Top of Available data

PR #4163, opened 2026-05-01
Add Windows background material support

PL7963:
Add Windows background material support.  

This feature doesn't require transparency. And transparency would introduce some issues like missing window animation, unable to actually maximize discord app etc.. So I also added note for enable transparency option for Windows users.  

The transparency option cannot be removed, because backgroundMaterial doesn't have working full transparent option, at least in my knowledge.


Vendicated:
Hi, thanks for your contribution! ❤️ 

I wasn't fully satisfied with various aspects of this PR (using deprecated components, no check if it's even supported, bad naming/description, merging with mac vibrancy logic) so I ended up doing it myself via https://github.com/Vendicated/Vencord/commit/b8a515dff5163ab31d157a204aa134c09ed7f20d

PR #4165, opened 2026-05-02
remove deprecated plugin.options field

Vendicated:
neeeeeds testing


src/plugins/betterNotes/index.tsx
Vendicated, line 1: deleted because very niche

PR #4171, opened 2026-05-03
feat: add safari extension build

claration:
## Description

Allows Vencord to be used within the Safari browser, the submodule here is located at [Vencord/Vencord-Safari-Extension](https://github.com/Vencord/Vencord-Safari-Extension).

```sh
# Run this with Xcode installed on Mac
pnpm buildWebStandaloneXcode
```

Preferably this should get merged once we get a proper workflow for uploading builds to Testflight/AppStore, but it does properly build the extension on its own.

### Notes

- There will be no themes/quickcss window, similar to the userscript on firefox.

image

###### This PR was remade, smite me


ssalggnikool:
image

ssalggnikool:
image

.github/workflows/publish.yml
```diff
@@ -43,3 +44,20 @@ jobs:
                   CLIENT_ID: ${{ secrets.CHROME_CLIENT_ID }}
                   CLIENT_SECRET: ${{ secrets.CHROME_CLIENT_SECRET }}
                   REFRESH_TOKEN: ${{ secrets.CHROME_REFRESH_TOKEN }}
+
+            - name: Setup Certificates
+              uses: apple-actions/import-codesign-certs@v5
```
Vendicated: to prevent supply chain attacks, all third party actions should be pinned to a long commit hash instead of tag

Vendicated: does this even need an action? looking at https://github.com/Apple-Actions/import-codesign-certs/blob/main/src/security.ts it seems like this is just a few shell commands

claration: It doesn't but it's mainly used for convenience

PR #4174, opened 2026-05-04
add HideMediaEverywhere

t6rtar:
Right click a message to hide specific media links everywhere they appear in discord. good against people who spam naughty gifs.

image
image


claration:
There is already a plugin inside of Vencord that hides media: https://vencord.dev/plugins/HideMedia
image

It should be better to modify that plugin.

Also, this is AI generated.

t6rtar:
the contributing guidelines never said anything banning ai usage. Regarding hidemedia, hidemedia does it on an individual basis while hidemediaeverywhere stores the url and blocks it everywhere. just felt like keeping them separate made more sense.

Vendicated:
not sending aislop should be common sense

PR #4175, opened 2026-05-04
feat: add Pankaj to contributors and implement VoiceRPC plugin

Pankajkumar4433:
### Overview
This PR introduces a new plugin called **VoiceRPC** and adds **Pankaj** to the developers' list in the constants.

### Changes
1. **VoiceRPC Plugin**:
    - Adds a rich presence (RPC) status when joined to a voice channel.
    - Displays the guild name, channel name, and a list of participants in the status.
    - Automatically updates when the user switches channels or when participants change.
    - Uses a debounced update mechanism to prevent rate-limiting.
2. **Constants Update**:
    - Added `Pankaj` to the `Devs` object in `src/utils/constants.ts` with the corresponding Discord ID (`1168970294678003826n`).

### Testing
- [x] Verified that the RPC updates correctly when joining and leaving voice channels.
- [x] Confirmed that the participant count/names update dynamically.
- [x] Verified that the developer badge/attribution logic correctly recognizes the new entry.

### DIFF
--- a/src/plugins/voiceRPC/README.md
+++ b/src/plugins/voiceRPC/README.md
@@ -1,0 +1,30 @@
+# VoiceRPC
+
+A Vencord plugin that adds a custom Rich Presence (RPC) status when you join a voice channel.
+
+## Features
+
+- **Real-time Voice Tracking:** Automatically updates your Discord status as you join, move, or leave voice channels.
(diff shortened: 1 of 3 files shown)


Vendicated:
aislop

PR #4178, opened 2026-05-05
QuickCSS: drop inherited app menu so close shortcuts only close the e…

### LINKED ISSUE #2548: [Bug] Closing QuickCss with keyboard shortcut (Alt + F4 / Ctrl + Q) closes Discord instead of just QuickCss
### Discord Account

_No response_

Closing QuickCss with keyboard shortcut (Alt + F4 / Ctrl + Q) closes Discord

it should only close the QuickCss window

1. Open QuickCss
2. Use platform specific window close keybind (Alt F4 / Ctrl Q)
3. Observe that Discord closes fully

### Errors

_No response_

### Request Agreement

thomassolcia:
## What this fixes

Pressing `Alt+F4` on the Vencord QuickCSS Editor window quits the entire
Discord client instead of only the editor, closes #2548.

## Root cause

The QuickCSS `BrowserWindow` is created without a per-window menu, so
on Windows and Linux it inherits Discord's application menu. The
inherited menu's accelerators (Quit) keep firing from this window even
though `autoHideMenuBar: true` is set, that option only hides the bar,
it doesn't disable accelerators.

## Fix

Call `win.removeMenu()` immediately after creating the BrowserWindow.

- **Windows/Linux**: per-window menu is removed, so inherited
  accelerators no longer fire from the QuickCSS window. `Alt+F4` falls
  back to the OS-level "close focused window" behavior, and any other
  inherited menu accelerator on Linux (e.g. `Ctrl+Q`) becomes inert
  here.
- **macOS**: `removeMenu` is a no-op (the menu is global). `Cmd+Q`
  quitting the focused app is the OS convention there and is left
  untouched, matching the position taken in the issue thread by
  @Tiagoquix.

This addresses the platform-coverage concern raised on #2493
("the shortcut is different on linux & mac") without trying to
intercept individual key combinations.

## Validation

End-to-end on Discord Canary (Windows 11):

- Built the dev bundle from the parent commit (without this change),
  injected, opened QuickCSS, pressed `Alt+F4` → entire Discord client
  closed (bug reproduced).
- Built with this change applied, re-injected, repeated the steps →
  only the QuickCSS window closed; Discord remained open.

### DIFF
--- a/src/main/ipcMain.ts
+++ b/src/main/ipcMain.ts
@@ -163,6 +163,8 @@ ipcMain.handle(IpcEvents.OPEN_MONACO_EDITOR, async () => {
         }
     });
 
+    win.removeMenu();
+
     makeLinksOpenExternally(win);
 
     await win.loadURL(`data:text/html;base64,${monacoHtml}`);


Tiagoquix:
Hi, thanks for the PR, but your entire PR seems to be written by a LLM, which makes me not want to talk about it.

thomassolcia:
> Hi, thanks for the PR, but your entire PR seems to be written by a LLM, which makes me not want to talk about it.

Hii, the description might've been overkill, lol... first time doing this and English isn't my native language, I just wanted to make it as descriptive and formal as possible, sorry about this. Want me to close the PR then?

PR #4180, opened 2026-05-05
fix(plugins): narrow MessageStore webpack patch find strings

punkholic:
Plain '"MessageStore"' appears in many webpack chunks, so MessageLogger and NoBlockedMessages patches could run on the wrong module factory. That produced invalid JS after substitution and eval() threw SyntaxError (e.g. Discord stable 1.0.136), often showing a blank client.

Scope patches to the flux store implementation via static displayName="MessageStore" / "ReferencedMessageStore", which is unique in the main web bundle.

### DIFF
--- a/src/plugins/messageLogger/index.tsx
+++ b/src/plugins/messageLogger/index.tsx
@@ -350,7 +350,8 @@ export default definePlugin({
 
     patches: [
         {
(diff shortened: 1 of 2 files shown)


Vendicated:
no it fucking doesn't, go away with your ai

PR #4183, opened 2026-05-05
fix NoMosaic

AutumnVN:


src/plugins/noMosaic/index.ts
```diff
@@ -0,0 +1,53 @@
...
+            replacement: {
+                match: /"IMAGE"===\i\|\|"VIDEO"===\i\|\|"CLIP"===\i/,
+                replace: "false"
+            }
+        },
+        {
+            find: "return{visualMediaItems:",
+            replacement: {
+                match: /return{visualMediaItems:.*?props:\i/,
+                replace: "$&,useFullWidth:false"
```
Vendicated: I don't think this is really correct

The problem is that our above patch makes Discord consider images as nonVisualMediaItems which makes them full width

This patch bandaid fixes that by making all nonVisualMediaItems render without full width, but this will also affect real non visual items (i assume stuff like files, maybe voice messages, etc)

We have to fix it properly some way but I couldn't figure out a good way that's why I just deleted the plugin for now xD

KingGamingYT:
I'm no vencorder but from my experience developing the betterdiscord-equivalent plugin, the state this is in now is still gonna crop images because of discord's width and height link hardcoding (unless something else in vencord prevents this)

Again I didn't test this but that's my interpretation from trying the same things in the bd plugin

src/plugins/noMosaic/index.ts
```diff
@@ -0,0 +1,53 @@
...
+            replacement: {
+                match: /"IMAGE"===\i\|\|"VIDEO"===\i\|\|"CLIP"===\i/,
+                replace: "false"
+            }
+        },
+        {
+            find: "return{visualMediaItems:",
+            replacement: {
+                match: /return{visualMediaItems:.*?props:(\i)/,
+                replace: '$&,useFullWidth:$1.item.type==="IMAGE"||$1.item.type==="VIDEO"||$1.item.type==="CLIP"?false:undefined'
```
Vendicated:
```suggestion
                replace: '$&,useFullWidth:["IMAGE","VIDEO","CLIP"].includes($1.item?.type)?false:undefined'
```

Vendicated:
Seems to work fine

PR #2880, opened 2026-06-10
feat(nil): complete S02-types/nil.t — `for Nil` iterates once + default lang version 6.d

tokuhirom:
Completes `roast/S02-types/nil.t` (67/67) and whitelists it.

## test 19 — `$x++ for Nil; $x == 1`
`for Nil { }` now runs exactly one iteration. `Nil` is a single scalar item in
list context (like `for Any { }`), not an empty list, so `value_to_list(Nil)`
returns `[Nil]` instead of `[]` (both `runtime/utils.rs` and `runtime/ops.rs`).

## test 26 — `subset MyInt of Int; my MyInt $x = 5; $x = Nil; $x === MyInt`
mutsu defaulted to language version **6.e**; rakudo defaults to **6.d** for a
pragma-less file. Under 6.e the subset-Nil-reset nominalizes to the base type
(`Int`), but the baseline test (and rakudo) expect the subset itself (`MyInt`).
Changed the per-parse default in `parser/stmt/simple.rs` and bare `use v6` in
`normalize_language_version` to **6.d**. This also fixes `$*RAKU.version` to
report `v6.d`, matching rakudo.

### Keeping 6.e-pragma files correct
Two version-gated behaviors read the *global* `current_language_version()` at
call time — a mutable thread-local that the parser resets to the default on
re-entry (e.g. while compiling a regex during a grammar parse). With the old
6.e default this was invisible; with 6.d it surfaced. Both are now keyed on the
type's **declaration** revision (stored as `type_metadata` `language-revision`):
- grammar `.parse`/`.parsefile` Failure (6.e+) vs Nil (pre-6.e) — `methods_grammar.rs`
- class DESTROY role-submethod dispatch — new `class.rs::type_decl_is_6e`

(BUILD submethod dispatch already used the declaration revision.)

`t/subset.t` updated to assert the 6.d behavior; the 6.e nominalization path
stays covered by `roast/S02-types/subset-6e.t`.

## Validation
- `roast/S02-types/nil.t`: 67/67 PASS
- `make test`: pass
- All whitelisted version-gated tests (S05-grammar, S12-*, S14-roles, 6.c/6.d,
  subset-6e/6c, fail-6e, SETTING-6e/6c, version.t, ...) PASS
- Local sweep of whitelisted S03/S04/S07 for-loop & operator tests: PASS


tokuhirom:
## Update: completing nil.t un-masked a chain of vacuously-passing tests

Completing test 19 (`for Nil` iterates once) + the `:=`-in-expression scope-leak fix made several whitelisted tests **actually run their bodies for the first time** — previously `plan +my @x := LIST` bound `@x` to Nil, so `for @x` ran zero (vacuous) iterations and the subtests were no-ops. The now-running tests exposed real pre-existing bugs, all fixed in the follow-up commit:

- **`:=` declaration leak in expression position** — `+my @x := 1,2,3`, `plan +my @x := ...`, `f(my $c := "lit")` now leak the `my` into the enclosing scope.
- **`Nil.grep`/`.map`/`.first`/`.sort`/…** now treat Nil as a one-item list (raku semantics) instead of absorbing to Nil.
- **`(my $o = $s).substr-rw(0,n) = $c`** lvalue-method writeback through a declaration target.
- **`open` IO forms** (S32-io/open.t): `open(IO::Handle)` IO() coercion; `IO::Path/IO::Handle.open` methods return Failure on error; `IO::Handle` methods discoverable via `.^lookup`; named flags `:append`/`:exclusive`(`:x`, O_EXCL)/`:update`/`:rw`/`:ra`/`:rx` honored; bare `:mode<rw>`/`:update` no longer auto-creates.

Now passing: S02-types/nil.t, S03-smartmatch/any-callable.t, S32-list/toggle.t, S32-num/{is-prime,real-bridge}.t, S32-io/open.t, S11-repository/cur-candidates.t. `make test` + targeted roast sweeps green.

PR #2963, opened 2026-06-13
refactor(value): Stage 1a — ArrayData wrapper for list-backing Vec

tokuhirom:
## What

Introduce `ArrayData { items, value_type, declared_type }` as the backing store for all list-like `Value` variants (`Array`, `Seq`, `HyperSeq`, `RaceSeq`, `Slip`) and `ArraySlotRef`, replacing the bare `Arc<Vec<Value>>`. `ArrayData` `Deref`/`DerefMut`s to the inner `Vec<Value>`, so the overwhelming majority of read/mutate sites are unchanged; only structural sites (construction, `Arc::as_ptr` interior mutation, explicit type annotations, `PtrKeyedMap` generics) are touched.

## Why

This is the mechanical foundation (mirrors HashData Stage 1a from #2952) for the **last** Arc-pointer-keyed side-table removal called out in PLAN.md Q2: embedding array container type metadata IN the value so it travels with COW, then deleting the `array_type_metadata` side table — the final intermittent Arc-pointer-identity flaky source.

**This PR is behavior-preserving.** The metadata fields exist but are NOT yet wired: `array_type_metadata` / `array_defaults` / shaped-array / grep-view `PtrKeyedMap`s remain authoritative. Stage 1b wires the fields and deletes the type-metadata side table.

## Critical detail (per the HashData layout-UB lesson)

Every `Arc::as_ptr(..) as *mut Vec<Value>` interior-mutation site was retargeted to `*mut ArrayData` (ops auto-deref through `DerefMut`); the two whole-Vec replacement sites (`*ptr = combined`, `Arc::new(new_items)`) operate on `.items` explicitly. `seq_*` lazy/cached/consumed pointer tracking and the PtrKeyedMaps now key on `Arc<ArrayData>` — pointer identity is preserved.

## Testing

- `make test` (727 files, 6588 tests) green.
- Whitelisted array/set/bag/mix/typed-array/seq/gather/range tests pass locally.
- `cargo clippy -- -D warnings` clean.

### DIFF
--- a/src/builtins/comb.rs
+++ b/src/builtins/comb.rs
@@ -111,5 +111,5 @@ pub(crate) fn native_comb_method(
     };
     let matcher = positional.first().copied();
 
-    comb_pure(&text, matcher, limit).map(|items| Ok(Value::Seq(std::sync::Arc::new(items))))
+    comb_pure(&text, matcher, limit).map(|items| Ok(Value::Seq(std::sync::Arc::new(items.into()))))
 }
--- a/src/builtins/functions.rs
+++ b/src/builtins/functions.rs
@@ -174,7 +174,7 @@ fn native_sprintf(args: &[Value], z_mode: bool) -> Option<Result<Value, RuntimeE
     let flattened: Vec<Value>;
     let actual_args = if rest.len() == 1 {
         if let Value::Array(items, ..) = &rest[0] {
-            flattened = items.as_ref().clone();
+            flattened = items.as_ref().to_vec();
             &flattened[..]
         } else {
             rest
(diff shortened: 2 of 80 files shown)


tokuhirom:
Superseded by #2962, which already landed the full ArrayData migration (wrapper + embedded array type metadata + deletion of the `array_type_metadata`/`array_defaults` Arc-ptr-keyed side tables) — i.e. this PR's Stage 1a plus the intended Stage 1b, in one. A parallel worker reached it first. Nothing here is missing from main, so closing without a rebase. Local branch deleted.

Bottom of Available data

• **What you will do**: Copy each line of the data that contains the word "useFullWidth".

• **The completed task**:
+                replace: "$&,useFullWidth:false"
+                replace: '$&,useFullWidth:$1.item.type==="IMAGE"||$1.item.type==="VIDEO"||$1.item.type==="CLIP"?false:undefined'
                replace: '$&,useFullWidth:["IMAGE","VIDEO","CLIP"].includes($1.item?.type)?false:undefined'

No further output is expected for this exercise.